__PROBLEM TO SOLVE__: Show each line from the listing that includes the word "label".

__EXTRACTED ENTRIES__:
_ _ _ _ _

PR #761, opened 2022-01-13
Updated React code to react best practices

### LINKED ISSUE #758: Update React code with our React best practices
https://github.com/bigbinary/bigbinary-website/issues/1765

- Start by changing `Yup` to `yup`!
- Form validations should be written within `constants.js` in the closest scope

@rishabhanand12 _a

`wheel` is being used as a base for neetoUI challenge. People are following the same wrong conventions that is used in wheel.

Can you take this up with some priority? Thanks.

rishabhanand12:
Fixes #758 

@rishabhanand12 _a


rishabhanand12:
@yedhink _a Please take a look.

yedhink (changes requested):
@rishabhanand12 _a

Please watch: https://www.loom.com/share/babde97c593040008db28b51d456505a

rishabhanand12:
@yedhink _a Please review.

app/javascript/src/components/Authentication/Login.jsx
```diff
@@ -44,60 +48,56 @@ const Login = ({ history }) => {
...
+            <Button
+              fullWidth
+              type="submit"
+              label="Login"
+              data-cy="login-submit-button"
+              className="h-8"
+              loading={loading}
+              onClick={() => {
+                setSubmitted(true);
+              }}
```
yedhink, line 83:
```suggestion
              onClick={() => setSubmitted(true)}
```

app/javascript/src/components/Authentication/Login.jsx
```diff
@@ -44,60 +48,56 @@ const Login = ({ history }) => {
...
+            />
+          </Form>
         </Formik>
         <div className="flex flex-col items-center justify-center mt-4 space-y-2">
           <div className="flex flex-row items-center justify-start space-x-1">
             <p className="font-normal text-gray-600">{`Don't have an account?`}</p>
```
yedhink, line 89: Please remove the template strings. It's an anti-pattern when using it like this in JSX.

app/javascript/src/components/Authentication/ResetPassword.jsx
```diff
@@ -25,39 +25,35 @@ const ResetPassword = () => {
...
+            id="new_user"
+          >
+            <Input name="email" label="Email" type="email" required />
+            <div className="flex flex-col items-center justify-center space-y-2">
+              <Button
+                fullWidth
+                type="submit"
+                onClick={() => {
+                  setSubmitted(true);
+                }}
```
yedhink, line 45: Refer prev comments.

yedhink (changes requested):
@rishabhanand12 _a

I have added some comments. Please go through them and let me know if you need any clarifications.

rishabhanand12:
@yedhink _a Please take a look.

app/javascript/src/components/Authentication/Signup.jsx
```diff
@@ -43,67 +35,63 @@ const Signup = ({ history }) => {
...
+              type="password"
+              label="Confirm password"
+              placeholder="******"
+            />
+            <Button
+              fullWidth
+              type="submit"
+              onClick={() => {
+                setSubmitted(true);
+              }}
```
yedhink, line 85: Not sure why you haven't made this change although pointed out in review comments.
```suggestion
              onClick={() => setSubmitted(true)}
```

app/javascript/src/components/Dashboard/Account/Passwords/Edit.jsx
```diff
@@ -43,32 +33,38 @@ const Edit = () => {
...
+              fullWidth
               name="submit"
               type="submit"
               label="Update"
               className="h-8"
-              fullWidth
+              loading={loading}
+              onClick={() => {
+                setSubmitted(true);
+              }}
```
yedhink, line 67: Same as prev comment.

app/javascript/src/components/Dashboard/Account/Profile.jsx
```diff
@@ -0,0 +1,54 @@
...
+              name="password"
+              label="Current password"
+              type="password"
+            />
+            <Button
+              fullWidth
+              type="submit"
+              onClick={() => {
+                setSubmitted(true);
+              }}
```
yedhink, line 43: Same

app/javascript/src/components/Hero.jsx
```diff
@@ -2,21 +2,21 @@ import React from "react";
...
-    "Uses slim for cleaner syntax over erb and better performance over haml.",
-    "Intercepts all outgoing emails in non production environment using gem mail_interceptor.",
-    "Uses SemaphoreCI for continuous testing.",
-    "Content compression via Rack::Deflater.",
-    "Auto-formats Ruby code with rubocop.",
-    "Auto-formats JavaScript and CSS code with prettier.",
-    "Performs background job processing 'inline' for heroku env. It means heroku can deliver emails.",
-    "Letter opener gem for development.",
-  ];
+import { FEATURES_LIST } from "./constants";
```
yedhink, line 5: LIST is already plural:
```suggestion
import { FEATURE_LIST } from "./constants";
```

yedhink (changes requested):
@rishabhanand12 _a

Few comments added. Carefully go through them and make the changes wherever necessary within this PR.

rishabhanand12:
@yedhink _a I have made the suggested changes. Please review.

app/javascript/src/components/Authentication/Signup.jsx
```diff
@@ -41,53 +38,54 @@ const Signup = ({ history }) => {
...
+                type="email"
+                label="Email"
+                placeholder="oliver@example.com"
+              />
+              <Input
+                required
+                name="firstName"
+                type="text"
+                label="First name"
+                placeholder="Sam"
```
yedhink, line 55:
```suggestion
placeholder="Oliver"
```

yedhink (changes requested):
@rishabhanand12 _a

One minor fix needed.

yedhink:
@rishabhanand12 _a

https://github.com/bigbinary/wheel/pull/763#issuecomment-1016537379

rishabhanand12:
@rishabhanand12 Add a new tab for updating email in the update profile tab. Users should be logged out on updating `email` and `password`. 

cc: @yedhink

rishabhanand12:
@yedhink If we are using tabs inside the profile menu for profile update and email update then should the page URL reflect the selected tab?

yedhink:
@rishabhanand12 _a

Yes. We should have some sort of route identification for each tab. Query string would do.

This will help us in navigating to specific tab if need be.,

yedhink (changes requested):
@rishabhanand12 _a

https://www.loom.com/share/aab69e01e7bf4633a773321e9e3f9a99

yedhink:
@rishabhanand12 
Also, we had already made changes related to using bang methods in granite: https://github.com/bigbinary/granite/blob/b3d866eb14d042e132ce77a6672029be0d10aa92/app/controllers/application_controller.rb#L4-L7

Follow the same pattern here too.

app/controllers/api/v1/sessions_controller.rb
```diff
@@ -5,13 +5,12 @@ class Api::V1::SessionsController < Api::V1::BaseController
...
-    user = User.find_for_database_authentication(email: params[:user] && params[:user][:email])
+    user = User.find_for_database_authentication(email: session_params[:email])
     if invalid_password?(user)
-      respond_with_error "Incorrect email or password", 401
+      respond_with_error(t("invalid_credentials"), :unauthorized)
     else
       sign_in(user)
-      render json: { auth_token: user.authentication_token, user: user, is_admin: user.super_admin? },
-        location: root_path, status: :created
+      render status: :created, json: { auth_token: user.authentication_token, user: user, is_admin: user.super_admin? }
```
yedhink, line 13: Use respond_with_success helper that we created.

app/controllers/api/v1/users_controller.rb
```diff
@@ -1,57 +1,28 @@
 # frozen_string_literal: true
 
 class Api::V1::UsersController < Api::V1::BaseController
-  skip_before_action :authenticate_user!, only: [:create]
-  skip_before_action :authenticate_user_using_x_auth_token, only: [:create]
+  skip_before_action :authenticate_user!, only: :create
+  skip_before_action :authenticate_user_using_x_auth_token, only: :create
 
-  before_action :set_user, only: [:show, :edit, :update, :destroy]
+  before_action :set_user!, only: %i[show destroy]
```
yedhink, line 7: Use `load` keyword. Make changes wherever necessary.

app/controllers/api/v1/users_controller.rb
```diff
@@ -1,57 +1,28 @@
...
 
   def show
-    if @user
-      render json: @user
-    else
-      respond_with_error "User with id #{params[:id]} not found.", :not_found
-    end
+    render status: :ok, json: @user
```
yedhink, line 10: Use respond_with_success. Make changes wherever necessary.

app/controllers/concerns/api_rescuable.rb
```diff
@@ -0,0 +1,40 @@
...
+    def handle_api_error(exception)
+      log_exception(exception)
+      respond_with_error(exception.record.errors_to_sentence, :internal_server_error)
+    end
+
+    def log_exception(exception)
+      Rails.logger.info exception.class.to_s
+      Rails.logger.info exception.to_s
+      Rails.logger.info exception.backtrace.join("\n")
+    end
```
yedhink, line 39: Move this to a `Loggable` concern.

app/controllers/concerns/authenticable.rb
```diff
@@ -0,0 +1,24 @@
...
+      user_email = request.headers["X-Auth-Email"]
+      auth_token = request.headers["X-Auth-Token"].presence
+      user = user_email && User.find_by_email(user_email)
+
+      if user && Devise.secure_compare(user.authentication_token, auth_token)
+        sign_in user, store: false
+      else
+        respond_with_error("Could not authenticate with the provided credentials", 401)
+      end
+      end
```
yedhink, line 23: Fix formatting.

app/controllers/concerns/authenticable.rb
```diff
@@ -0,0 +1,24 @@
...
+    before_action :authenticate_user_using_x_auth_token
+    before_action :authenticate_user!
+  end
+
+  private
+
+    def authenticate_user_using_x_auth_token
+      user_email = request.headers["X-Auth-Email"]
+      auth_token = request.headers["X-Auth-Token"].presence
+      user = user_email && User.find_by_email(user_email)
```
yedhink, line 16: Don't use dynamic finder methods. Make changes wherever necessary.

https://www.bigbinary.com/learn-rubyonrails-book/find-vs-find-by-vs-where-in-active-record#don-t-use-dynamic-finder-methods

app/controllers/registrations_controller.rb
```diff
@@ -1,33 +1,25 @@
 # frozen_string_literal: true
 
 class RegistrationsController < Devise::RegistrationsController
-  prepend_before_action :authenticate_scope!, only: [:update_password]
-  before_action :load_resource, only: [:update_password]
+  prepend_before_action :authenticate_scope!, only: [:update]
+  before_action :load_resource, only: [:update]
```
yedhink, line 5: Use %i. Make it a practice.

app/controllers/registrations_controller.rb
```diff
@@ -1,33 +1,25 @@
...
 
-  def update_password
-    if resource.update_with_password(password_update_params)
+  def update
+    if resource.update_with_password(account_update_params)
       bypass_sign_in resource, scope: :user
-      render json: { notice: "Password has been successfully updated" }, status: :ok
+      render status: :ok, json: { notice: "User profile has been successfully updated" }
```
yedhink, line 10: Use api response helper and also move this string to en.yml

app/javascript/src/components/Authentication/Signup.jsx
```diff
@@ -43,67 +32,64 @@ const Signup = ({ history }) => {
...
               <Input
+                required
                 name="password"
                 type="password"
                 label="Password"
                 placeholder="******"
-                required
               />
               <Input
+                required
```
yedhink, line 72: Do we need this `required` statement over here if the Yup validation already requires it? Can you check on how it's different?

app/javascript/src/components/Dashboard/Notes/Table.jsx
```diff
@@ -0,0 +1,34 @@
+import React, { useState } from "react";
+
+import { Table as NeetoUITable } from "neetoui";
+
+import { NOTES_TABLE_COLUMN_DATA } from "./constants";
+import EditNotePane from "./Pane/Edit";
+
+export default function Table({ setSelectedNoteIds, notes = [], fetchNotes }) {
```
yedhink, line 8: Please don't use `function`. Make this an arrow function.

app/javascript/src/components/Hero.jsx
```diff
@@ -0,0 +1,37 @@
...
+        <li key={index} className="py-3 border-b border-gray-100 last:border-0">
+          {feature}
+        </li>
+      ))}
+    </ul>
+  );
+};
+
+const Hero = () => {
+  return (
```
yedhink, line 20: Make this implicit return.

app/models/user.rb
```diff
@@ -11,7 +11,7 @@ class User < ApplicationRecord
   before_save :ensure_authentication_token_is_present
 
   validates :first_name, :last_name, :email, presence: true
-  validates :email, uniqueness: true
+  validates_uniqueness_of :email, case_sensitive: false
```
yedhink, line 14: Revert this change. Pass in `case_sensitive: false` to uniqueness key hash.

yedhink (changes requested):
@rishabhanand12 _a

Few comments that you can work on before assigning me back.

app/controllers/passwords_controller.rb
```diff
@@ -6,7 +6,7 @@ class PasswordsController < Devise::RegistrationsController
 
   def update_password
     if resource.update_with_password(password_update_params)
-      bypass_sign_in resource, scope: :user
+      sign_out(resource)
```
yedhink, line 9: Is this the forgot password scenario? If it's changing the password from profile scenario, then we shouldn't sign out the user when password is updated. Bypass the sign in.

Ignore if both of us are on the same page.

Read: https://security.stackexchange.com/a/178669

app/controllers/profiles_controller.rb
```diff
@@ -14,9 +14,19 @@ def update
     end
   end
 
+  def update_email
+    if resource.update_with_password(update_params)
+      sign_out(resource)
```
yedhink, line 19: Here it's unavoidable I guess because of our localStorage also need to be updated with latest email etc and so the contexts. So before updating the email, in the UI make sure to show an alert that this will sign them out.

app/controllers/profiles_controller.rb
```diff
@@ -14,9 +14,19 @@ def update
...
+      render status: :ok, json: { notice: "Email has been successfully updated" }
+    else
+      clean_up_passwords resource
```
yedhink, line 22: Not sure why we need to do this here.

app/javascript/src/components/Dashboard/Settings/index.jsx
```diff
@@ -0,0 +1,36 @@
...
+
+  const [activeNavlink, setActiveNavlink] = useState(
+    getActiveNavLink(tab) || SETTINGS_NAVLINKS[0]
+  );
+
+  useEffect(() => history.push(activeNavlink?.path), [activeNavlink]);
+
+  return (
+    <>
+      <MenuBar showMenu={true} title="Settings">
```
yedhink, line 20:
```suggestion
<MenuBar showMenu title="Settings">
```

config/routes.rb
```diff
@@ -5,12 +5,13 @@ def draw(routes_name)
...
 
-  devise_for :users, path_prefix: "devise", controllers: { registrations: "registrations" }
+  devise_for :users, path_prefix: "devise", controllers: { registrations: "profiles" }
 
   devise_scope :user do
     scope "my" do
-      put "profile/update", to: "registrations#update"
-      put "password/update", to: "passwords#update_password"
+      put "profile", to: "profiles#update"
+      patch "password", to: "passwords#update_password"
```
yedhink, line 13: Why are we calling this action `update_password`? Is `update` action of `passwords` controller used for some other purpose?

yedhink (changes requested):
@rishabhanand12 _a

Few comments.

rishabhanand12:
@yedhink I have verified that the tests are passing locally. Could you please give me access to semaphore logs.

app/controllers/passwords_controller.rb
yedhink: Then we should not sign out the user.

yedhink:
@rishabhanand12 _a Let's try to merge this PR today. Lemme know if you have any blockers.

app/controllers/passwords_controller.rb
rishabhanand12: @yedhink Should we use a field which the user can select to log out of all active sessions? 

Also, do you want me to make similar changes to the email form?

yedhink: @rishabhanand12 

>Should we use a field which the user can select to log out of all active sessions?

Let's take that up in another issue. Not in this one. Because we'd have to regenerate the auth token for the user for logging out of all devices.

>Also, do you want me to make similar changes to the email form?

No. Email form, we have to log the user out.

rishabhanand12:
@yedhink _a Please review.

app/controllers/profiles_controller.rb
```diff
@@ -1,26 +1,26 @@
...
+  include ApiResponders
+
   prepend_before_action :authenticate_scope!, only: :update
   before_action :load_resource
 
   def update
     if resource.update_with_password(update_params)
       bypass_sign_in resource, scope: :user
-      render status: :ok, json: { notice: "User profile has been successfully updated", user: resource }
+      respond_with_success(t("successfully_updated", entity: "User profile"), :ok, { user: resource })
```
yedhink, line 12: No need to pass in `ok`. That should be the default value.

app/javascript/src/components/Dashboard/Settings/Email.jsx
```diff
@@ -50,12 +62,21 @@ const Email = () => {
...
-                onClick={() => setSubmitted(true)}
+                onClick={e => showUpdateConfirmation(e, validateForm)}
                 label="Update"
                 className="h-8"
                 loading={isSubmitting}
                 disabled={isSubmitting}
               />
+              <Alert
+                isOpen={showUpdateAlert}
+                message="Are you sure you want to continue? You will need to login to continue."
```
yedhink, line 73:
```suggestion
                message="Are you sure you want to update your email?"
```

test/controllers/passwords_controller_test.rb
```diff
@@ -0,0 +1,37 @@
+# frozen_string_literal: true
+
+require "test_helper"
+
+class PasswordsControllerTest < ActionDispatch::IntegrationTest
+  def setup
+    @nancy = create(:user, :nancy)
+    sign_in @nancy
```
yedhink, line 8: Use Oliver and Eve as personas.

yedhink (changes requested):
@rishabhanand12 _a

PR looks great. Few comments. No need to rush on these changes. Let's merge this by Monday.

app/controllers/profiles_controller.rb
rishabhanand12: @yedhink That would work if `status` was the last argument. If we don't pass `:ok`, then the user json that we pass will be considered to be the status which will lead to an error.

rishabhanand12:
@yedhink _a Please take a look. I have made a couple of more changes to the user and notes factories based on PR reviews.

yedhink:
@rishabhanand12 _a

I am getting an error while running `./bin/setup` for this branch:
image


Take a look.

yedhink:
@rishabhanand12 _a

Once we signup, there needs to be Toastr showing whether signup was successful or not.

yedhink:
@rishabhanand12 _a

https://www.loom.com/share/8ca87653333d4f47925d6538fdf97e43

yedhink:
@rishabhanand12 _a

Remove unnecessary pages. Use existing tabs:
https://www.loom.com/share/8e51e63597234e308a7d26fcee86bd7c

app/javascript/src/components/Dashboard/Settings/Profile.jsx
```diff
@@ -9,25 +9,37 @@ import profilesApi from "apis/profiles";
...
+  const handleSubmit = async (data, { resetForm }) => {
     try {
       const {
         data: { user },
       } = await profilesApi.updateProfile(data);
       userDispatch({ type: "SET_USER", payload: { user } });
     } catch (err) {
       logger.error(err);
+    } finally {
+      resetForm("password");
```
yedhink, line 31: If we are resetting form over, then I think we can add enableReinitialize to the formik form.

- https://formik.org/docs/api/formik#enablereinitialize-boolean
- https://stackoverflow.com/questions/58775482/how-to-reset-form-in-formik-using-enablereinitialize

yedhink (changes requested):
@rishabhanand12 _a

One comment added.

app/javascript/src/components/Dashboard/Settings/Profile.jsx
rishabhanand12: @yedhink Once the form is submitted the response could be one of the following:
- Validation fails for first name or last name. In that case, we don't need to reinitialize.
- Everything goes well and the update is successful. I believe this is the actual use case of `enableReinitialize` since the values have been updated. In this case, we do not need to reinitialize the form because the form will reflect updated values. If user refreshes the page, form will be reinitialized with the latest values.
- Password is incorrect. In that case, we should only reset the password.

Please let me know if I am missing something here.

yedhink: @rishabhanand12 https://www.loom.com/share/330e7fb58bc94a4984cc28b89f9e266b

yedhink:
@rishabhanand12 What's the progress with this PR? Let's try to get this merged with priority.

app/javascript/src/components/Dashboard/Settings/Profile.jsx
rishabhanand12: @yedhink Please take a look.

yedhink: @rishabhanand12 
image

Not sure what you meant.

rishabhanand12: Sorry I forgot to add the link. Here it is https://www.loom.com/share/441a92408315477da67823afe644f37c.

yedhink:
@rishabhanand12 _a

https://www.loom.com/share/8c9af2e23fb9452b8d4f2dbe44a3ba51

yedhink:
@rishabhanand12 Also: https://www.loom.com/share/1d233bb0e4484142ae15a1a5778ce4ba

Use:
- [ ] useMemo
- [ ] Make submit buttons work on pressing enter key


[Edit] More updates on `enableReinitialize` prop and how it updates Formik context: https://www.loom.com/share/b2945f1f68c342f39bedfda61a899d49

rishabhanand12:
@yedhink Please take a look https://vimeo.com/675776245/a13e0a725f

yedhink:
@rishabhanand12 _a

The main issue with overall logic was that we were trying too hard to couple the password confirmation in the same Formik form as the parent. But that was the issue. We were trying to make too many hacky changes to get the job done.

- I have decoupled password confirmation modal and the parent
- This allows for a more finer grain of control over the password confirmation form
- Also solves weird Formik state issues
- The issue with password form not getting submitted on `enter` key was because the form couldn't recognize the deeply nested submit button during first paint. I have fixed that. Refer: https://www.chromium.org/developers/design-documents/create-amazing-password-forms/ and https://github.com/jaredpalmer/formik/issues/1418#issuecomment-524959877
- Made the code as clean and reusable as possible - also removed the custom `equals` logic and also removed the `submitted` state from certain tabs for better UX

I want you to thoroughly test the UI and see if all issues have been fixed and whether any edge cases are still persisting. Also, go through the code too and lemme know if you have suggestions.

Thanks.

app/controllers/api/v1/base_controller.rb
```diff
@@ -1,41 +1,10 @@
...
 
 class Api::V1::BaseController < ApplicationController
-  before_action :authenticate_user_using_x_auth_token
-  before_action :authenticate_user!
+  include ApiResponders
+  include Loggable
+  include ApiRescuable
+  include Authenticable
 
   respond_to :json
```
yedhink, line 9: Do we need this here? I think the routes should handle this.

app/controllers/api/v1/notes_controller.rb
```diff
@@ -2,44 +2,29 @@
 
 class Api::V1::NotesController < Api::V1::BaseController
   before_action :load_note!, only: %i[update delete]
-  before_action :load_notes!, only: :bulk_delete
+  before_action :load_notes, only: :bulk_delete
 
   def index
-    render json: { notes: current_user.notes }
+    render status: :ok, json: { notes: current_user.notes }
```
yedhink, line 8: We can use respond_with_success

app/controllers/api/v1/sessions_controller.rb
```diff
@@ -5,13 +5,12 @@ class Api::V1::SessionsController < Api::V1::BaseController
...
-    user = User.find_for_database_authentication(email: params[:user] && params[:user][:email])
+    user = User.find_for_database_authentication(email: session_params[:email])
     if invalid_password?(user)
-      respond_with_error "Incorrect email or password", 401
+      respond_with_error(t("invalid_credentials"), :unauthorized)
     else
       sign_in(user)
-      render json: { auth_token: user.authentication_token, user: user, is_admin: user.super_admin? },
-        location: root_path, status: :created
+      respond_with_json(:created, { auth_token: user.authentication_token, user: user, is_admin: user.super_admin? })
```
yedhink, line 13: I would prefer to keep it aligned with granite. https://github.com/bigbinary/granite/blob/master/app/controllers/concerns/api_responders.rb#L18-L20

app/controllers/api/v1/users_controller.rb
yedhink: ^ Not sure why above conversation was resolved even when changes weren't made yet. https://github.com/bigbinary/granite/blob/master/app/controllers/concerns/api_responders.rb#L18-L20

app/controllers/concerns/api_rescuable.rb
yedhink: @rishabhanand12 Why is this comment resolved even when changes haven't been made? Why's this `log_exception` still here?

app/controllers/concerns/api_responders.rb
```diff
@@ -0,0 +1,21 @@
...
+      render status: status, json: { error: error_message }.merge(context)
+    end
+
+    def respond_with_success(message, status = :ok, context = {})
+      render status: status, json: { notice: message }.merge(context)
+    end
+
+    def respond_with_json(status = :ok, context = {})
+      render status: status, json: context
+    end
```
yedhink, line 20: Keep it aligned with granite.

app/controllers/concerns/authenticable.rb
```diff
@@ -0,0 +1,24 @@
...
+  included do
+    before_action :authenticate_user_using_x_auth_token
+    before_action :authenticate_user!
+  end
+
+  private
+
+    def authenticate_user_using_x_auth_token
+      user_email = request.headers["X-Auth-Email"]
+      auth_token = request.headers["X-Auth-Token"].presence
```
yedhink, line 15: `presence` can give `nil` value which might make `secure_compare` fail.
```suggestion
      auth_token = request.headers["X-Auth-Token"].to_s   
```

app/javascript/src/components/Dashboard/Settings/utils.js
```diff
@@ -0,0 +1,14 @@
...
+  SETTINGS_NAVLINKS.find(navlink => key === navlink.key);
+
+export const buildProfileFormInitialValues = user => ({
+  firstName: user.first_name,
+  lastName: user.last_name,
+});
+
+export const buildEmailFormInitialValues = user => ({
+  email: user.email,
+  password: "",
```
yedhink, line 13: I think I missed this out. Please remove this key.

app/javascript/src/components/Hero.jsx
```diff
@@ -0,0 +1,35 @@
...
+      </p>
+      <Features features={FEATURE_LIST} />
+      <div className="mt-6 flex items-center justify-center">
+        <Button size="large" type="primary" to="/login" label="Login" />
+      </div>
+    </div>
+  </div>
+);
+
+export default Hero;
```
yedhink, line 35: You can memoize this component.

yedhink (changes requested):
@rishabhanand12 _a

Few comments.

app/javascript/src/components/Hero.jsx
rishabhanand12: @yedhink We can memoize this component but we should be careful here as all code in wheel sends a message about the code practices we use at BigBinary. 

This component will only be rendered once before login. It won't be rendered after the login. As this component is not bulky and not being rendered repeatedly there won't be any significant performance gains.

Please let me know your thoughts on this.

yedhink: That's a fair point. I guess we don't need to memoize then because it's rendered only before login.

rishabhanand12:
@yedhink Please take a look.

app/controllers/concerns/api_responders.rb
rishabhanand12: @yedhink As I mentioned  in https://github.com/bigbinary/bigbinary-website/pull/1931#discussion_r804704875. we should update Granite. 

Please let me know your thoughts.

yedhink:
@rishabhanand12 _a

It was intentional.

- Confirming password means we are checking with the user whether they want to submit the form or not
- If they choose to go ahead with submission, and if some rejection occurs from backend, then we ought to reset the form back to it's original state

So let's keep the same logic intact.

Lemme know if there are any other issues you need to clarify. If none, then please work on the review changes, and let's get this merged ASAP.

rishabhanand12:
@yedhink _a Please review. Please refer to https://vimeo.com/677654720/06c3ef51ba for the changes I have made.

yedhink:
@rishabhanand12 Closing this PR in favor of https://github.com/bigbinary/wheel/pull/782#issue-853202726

_ _ _ _ _

__RESPONSE BOX__:
+              label="Login"
+            <Input name="email" label="Email" type="email" required />
+              label="Confirm password"
               label="Update"
+              label="Current password"
+                label="Email"
+                label="First name"
                 label="Password"
                 label="Update"
+        <Button size="large" type="primary" to="/login" label="Login" />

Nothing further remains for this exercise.